There is a bit technology involved here. It's not "goes in, comes out". The FUEL gauge has a build in Voltage Regulator and we (you) have to figure out if that VR still works.
I need more info then "no power" on pin4.
All your gauges must be hooked up for this test.
Please give me all the readings. Fill in in the dotted lines.
pin1 = ground
pin2 = .....
pin3 = 12V
pin4 = .....
pin5 = .....
output to TEMP gauge = .....
Rudi
Rudi
Eric Here,
pin1 = ground
pin2 = 12v
pin3 = 12V
pin4 = no reading
pin5 = no reading
output to TEMP gauge = no reading
My main goal is to get the fuel gauge to work.

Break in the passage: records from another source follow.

PR #798, opened 2017-11-28
Adding ability to limit by stacktrace

joshuacullen:
If a job fails multiple times the stacktrace can grow very large. 
This is to limit the amount of memory used by a failed job. 

This enables a job to be created with a max stacktrace.


joshuacullen:
Yeah sure thing. I've added the option to the REFERENCE.md.

Issue #693, opened 2017-09-19
global:completed event handler receives only job id and not job object


fabiomargarido:
Hi there,

I'm using 'global:completed' event handlers and they were working on 3.0.0-rc versions. I've updated recently to 3.1.0 and have observed that instead of receiving the job object, my handlers started to receive only the job id in the 'job' parameter. If I change the handler to local 'completed' events, the full job object is received, as expected.

manast:
Yes, that is true. I have to update the documentation. The reason is that for returning the full job a ```Job.fromId``` is required, but since this is not always needed I did not want to have that extra performance penalty. So the solution is just to use ```Job.fromId```  in your handler.

fabiomargarido:
I've tried it but I always get 'null' when I do 'Job.fromId'. Is this because I'm using 'removeOnComplete: true'?

manast:
yes. The job is deleted after emitting the event.

fabiomargarido:
So my use case is no longer supported in 3.0.0. Isn't there a way to make the id vs object parameter configurable?

fabiomargarido:
Otherwise what are my options? To periodically clean completed jobs from the queue? I have no need to keep old jobs around, so that's why we use removeOnComplete.

manast:
yes it could be done. an alternative is to remove the job after getting it in your global:completed handler.

manast:
I can add this feature as en enhancement.

maxbates:
this bit me as well, +1 for documenting

cxcorp:
It seems like the result is passed via a second argument to the handler:

https://github.com/OptimalBits/bull/blob/7ad18f5f08cdca3746045d8c7b6c15f4ac06be7c/lib/queue.js#L387-L390

Can this be trusted to actually provide the result or can it be null? What about when `removeOnComplete` is `true`?

manast:
as long as the job returns a non-undefined result, the result should be defined independently of the ```removeOnComplete``` option.

PR #801, opened 2017-11-28
Mention global events only passing job ID in docs

cxcorp:
The documentation in its current state only briefly covers global events. As seen in #693, there's no mention of global event listeners only receiving the job ID instead of the job itself. This PR attempts to fill that gap in the reference.

Additionally, this PR also highlights their existence by adding a subsection for global events in the table of contents.


manast:
Great, Thanks!.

My odometer does not work and fuel gauge dont work so i am constantly guessing on the fuel usage and need for refill.
Thanks
bj40green said:Hi Eric,
Those readings doesn't look good, I'm sorry to say.
It looks like you have 2 problems.
The first one is the OIL circuit and the second one is the Voltage Regulator from the FUEL gauge that isn't working.
Pin2 = to OIL sender and should read 5V. You say 12V which means that the gauge is OK but the circuit is open.
Possibilities are: broken wire to sender, sender not connected, faulty sender.
Pin4 = to FUEL sender and should read +/- 6V intermittent. You say no reading which means that the internal Voltge Regulator inside the FUEL gauge is defective.
Pin5 = to TEMP sender. Here we have 2 options why it doesn't works but because this gauge is fed from the FUEL Voltage Regulator we save this one for later.
I don't know your electrical skills and ability to work with really tiny parts and a solder iron but if you want we can dive deeper into that Fuel gauge and see what is defective.
For the FUEL gauge; The easy way to fix this is get another one.
Another option is to buy an external FUEL meter and sender for under the dash.
Third option is to replace the mechanical VR for an electronic (LM7807) VR. The costs are less than 1$ but you need some skills to modify the Fuel gauge for this.
For the OIL gauge you have to trace where the problem is. The wiring or the sender.
Hope this helps a bit,
Rudi
Just thought that i would let you guys know that Toyota Australis still keeps 34 Year old spare parts available over the counterbj40green said:I buy them at the car electric shops. They are pretty universal but watch out. There are several look-a-like models (ask me how I know). The difference is sometimes minimal but don't fit.
Bring your cluster or just the PCB to the shop for test fitting.